> [Task directions] Exactly how many lines in this data contain the word "isinstance"? Only the number should be given.

Stored data

---*---

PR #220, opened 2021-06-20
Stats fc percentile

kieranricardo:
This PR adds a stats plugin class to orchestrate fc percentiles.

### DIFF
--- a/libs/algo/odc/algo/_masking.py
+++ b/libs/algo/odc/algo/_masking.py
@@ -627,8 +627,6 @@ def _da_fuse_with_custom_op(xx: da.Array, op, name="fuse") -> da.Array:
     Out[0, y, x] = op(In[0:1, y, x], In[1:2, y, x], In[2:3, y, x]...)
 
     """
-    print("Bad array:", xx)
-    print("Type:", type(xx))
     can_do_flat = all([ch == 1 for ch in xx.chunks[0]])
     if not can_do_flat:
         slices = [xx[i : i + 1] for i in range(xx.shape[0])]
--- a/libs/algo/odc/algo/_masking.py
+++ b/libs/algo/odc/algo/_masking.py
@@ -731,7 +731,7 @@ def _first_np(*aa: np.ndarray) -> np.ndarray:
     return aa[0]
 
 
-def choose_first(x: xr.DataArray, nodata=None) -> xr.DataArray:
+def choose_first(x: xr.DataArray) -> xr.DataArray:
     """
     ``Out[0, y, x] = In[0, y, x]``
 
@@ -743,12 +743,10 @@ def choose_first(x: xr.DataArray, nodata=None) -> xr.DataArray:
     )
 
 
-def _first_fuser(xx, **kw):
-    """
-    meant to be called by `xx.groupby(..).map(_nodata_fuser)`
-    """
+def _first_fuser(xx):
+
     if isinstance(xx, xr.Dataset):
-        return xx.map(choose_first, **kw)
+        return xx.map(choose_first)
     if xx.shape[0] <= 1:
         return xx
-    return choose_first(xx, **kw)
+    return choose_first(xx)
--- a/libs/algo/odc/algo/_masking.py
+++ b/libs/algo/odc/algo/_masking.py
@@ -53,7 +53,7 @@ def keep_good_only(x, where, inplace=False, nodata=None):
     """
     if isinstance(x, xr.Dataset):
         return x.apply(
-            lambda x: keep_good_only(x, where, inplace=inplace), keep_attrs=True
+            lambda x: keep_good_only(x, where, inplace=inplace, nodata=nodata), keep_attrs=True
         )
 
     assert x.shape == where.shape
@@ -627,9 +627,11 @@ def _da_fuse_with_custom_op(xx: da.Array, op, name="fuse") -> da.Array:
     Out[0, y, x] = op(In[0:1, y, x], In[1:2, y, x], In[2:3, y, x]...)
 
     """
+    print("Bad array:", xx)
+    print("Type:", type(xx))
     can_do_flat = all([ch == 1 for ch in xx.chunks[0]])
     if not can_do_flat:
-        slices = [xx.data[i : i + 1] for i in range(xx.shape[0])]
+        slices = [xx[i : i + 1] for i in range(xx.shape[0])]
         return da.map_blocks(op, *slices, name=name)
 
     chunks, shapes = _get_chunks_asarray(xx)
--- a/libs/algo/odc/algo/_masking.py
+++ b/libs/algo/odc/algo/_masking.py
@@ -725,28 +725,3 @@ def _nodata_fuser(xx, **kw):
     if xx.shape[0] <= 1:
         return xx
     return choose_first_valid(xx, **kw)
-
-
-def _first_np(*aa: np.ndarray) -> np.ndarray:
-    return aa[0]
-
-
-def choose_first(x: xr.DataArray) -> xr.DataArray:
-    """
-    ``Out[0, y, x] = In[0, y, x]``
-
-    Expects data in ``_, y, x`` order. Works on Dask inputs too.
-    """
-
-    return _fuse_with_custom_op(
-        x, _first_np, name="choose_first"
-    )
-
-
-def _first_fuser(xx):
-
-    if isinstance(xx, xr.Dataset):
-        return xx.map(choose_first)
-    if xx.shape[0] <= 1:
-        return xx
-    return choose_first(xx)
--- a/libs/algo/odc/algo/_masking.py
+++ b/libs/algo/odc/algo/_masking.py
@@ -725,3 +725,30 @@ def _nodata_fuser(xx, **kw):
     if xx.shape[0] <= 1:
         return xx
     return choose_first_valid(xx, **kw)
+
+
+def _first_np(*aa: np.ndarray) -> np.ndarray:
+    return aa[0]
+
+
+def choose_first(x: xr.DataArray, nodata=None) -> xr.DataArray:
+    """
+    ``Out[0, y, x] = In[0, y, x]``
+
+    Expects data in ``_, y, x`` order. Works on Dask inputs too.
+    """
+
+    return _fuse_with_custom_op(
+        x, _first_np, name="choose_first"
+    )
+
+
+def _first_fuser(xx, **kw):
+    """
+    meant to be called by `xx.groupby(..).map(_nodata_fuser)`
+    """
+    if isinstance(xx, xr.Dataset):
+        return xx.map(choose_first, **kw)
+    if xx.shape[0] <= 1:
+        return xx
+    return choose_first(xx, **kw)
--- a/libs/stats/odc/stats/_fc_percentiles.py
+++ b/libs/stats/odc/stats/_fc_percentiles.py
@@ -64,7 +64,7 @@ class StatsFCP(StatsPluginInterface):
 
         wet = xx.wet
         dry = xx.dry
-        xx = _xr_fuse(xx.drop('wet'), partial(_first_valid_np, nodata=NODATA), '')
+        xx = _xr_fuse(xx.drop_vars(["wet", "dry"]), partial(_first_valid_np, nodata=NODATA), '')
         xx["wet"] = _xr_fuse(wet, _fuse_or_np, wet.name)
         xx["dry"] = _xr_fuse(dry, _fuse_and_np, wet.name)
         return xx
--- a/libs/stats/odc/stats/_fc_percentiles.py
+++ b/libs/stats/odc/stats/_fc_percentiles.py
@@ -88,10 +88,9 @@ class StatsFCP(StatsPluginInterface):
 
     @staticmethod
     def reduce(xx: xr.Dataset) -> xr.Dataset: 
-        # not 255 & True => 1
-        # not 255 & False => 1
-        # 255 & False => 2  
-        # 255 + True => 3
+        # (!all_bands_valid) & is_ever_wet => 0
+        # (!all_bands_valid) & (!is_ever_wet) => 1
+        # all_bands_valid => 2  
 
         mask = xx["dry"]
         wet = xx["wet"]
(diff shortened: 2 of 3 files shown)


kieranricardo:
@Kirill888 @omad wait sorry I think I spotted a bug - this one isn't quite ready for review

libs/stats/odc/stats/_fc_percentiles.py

---*---

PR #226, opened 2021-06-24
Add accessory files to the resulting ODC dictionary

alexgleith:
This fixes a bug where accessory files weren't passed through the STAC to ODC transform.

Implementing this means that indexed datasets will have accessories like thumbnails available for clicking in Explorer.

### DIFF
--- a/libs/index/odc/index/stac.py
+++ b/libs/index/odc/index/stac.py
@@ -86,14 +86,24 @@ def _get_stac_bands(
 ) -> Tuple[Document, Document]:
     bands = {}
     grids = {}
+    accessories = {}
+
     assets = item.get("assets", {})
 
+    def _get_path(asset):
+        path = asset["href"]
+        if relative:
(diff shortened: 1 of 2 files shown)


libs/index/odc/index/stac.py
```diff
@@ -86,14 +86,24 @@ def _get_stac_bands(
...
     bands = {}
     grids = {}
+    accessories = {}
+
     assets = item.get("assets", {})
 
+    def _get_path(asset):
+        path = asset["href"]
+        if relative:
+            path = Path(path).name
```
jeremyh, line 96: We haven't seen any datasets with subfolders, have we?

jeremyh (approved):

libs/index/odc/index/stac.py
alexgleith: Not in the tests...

---*---

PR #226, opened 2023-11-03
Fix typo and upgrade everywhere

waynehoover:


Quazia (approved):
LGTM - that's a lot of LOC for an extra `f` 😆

---*---

> [Written answer] 4